Your task >>
Take the entries below and print, exactly, the stretch from the line containing "export LC_ALL=C.UTF-8" through the line containing "fixed the problem.", both included.

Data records

● ● ● ● ● ● ●

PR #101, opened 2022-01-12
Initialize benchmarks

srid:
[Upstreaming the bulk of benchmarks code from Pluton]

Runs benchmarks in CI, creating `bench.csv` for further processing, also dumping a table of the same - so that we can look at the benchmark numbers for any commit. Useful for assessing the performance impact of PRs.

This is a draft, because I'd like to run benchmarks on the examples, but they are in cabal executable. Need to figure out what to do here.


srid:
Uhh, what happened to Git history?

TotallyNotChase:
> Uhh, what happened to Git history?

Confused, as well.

● ● ● ● ● ● ●

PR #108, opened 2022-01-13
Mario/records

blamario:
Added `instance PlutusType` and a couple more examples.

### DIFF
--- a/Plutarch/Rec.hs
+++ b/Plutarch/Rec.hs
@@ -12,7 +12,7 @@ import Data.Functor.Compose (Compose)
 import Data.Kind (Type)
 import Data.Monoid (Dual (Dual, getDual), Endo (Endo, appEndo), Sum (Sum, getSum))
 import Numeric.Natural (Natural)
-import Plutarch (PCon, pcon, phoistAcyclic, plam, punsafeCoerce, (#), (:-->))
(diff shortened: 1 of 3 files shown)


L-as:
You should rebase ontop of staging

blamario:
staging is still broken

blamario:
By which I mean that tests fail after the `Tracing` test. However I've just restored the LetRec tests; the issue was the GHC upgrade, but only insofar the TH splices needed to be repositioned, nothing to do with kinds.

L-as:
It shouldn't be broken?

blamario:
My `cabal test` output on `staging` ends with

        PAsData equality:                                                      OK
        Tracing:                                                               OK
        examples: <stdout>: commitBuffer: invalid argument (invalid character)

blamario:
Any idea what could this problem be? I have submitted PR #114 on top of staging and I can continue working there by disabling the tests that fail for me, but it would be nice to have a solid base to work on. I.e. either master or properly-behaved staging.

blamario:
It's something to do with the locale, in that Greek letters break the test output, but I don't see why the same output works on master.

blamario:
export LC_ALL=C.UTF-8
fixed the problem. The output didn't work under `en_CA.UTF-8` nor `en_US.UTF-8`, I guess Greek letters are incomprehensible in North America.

● ● ● ● ● ● ●

Exercise response >>
export LC_ALL=C.UTF-8
fixed the problem. The output didn't work under `en_CA.UTF-8` nor `en_US.UTF-8`, I guess Greek letters are incomprehensible in North America.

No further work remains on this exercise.